Keller offered a single guideline: "Nobody should get through journalism school without the experience of getting written about."

Beyond that advice -- surely gleaned from ample personal experience -- Keller suggested that the divide between theory and practice was a "false choice." Learning the inverted pyramid scheme, research techniques and how to "suspend your prejudices and report against them" are all teachable skills, he said -- yet they also represent "a lot of what liberal arts education is about inherently."

He also addressed the tension between broad knowledge and specialization in the newsroom -- and, by extension, in the classroom.

Many journalists take pride in quickly becoming familiar with a subject to write an "authoritative sounding" story, he said (to a good deal of laughter). In short, they tend to have broad generalized knowledge about many subjects, or, as Keller put it, "adult A.D.D." At the same time, Keller noted that reporters who do have in-depth or first-hand knowledge of a subject -- legal reporters with law degrees or business reporters who have studied economics -- tend to be the best.

The consensus among the panel seemed to be that both breadth and depth matter, a sentiment that neatly fits with the Carnegie-Knight initiative's programs emphasizing more study in specific fields as well as interdisciplinary work. "There’s a sort of 'learning how to learn' factor," said Nicholas Lemann, the dean of Columbia University's Graduate School of Journalism.

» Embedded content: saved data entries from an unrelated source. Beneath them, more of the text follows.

PR #1303, opened 2024-12-27
Move git sha header to better location

chapman39:
I've been testing a serac-only lido build and noticed something weird about the git sha header... in serac, `git_sha.hpp` is being configured into `${PROJECT_BINARY_DIR}/include/serac/infrastructure`, but in smith (which is what lido has been testing against) configures it in an entirely different location: `${CMAKE_BINARY_DIR}/include/serac/infrastructure`.

Smith shouldn't need to configure this file in the first place, so it has been removed in the associated Smith MR.

I've updated Serac and Smith so that this header is being configured to a consistent location: `${CMAKE_BINARY_DIR}/include/serac`

### DIFF
--- a/src/serac/infrastructure/CMakeLists.txt
+++ b/src/serac/infrastructure/CMakeLists.txt
@@ -9,7 +9,7 @@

He suggested that students who delved into a specific subject such as business, science or politics -- like those in the university's one-year M.A. programs intended for recipients of a journalism degree -- would also benefit when they covered other areas.

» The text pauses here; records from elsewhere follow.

PR #1305, opened 2025-01-02
Fix compilation error on mac sequoia.

tupek2:


white238 (approved):

samuelpmishLLNL (approved):

src/serac/numerics/functional/functional_qoi.inl
```diff
@@ -396,7 +396,7 @@ private:
     {
     }
 
-    void Mult(const mfem::Vector& x, mfem::Vector& y) const { form_.GradientMult(x, y); }
+    void Mult(const mfem::Vector& x, mfem::Vector& y) const { form_.ActionOfGradient(x, y, which_argument); }
```
samuelpmishLLNL: Does this work?
```suggestion
    void Mult(const mfem::Vector& x, mfem::Vector& y) const { y[0] = form_.ActionOfGradient(x, which_argument); }
```

samuelpmishLLNL: or maybe just delete this Mult method, since this Gradient type isn't an mfem::Operator anyway

tupek2: I went with delete.  Seems it was unused.  Interesting that the newer clang catches that as a warning/error.

btalamini (approved):

PR #1307, opened 2025-01-03
Fixes for builds with no raja or umpire

ebchin:
This PR is in place of the (now closed) #1270.

Instead of `#ifdef`s on the function declaration, I added a `memory.hpp` which holds different host `axom::MemorySpace`s depending on if serac is built with Umpire or not.  This variable is then used in template parameters.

Programs like the one at Columbia also have advantages for aspiring journalists over more traditional degrees such as law or business because they "map the expertise onto journalism practice," Lemann added.

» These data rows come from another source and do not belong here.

PR #1308, opened 2025-01-07
Remove deprecation warning. 

tupek2:
Its warnings to errors, so this is essentially disabling the capability.  Unfortunately, we do now have a replacement for it yet, nor a design planned to replace it, as far as I'm aware.  We could consider making it more consistent with the new BC interface, e.g. taking Components an using tensor, instead of mfem::Vector.

### DIFF
--- a/src/serac/physics/solid_mechanics.hpp
+++ b/src/serac/physics/solid_mechanics.hpp
@@ -507,9 +507,8 @@ public:
    *
    * @note This method must be called prior to completeSetup()
    */
-  void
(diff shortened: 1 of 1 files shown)


btalamini:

In a pair of breakout sessions, Lemann and other deans and journalism professors discussed how the Carnegie-Knight initiative's goals worked in practice. At Syracuse University's S.I. Newhouse School of Public Communications, for example, a $250,000 grant funds an undergraduate minor in religion and media as well as the Carnegie Legal Reporting Program. Such collaborations, they suggested, could improve relations between journalism professors and their peers in other departments -- but recruiting journalism students to fill the classes remains a problem.

Lemann, summing up many of the participants' concerns, said: "The question I keep asking myself as a dean is, What can we do for you that isn’t irrelevant ... but that you can more easily acquire in a university" than in the work place?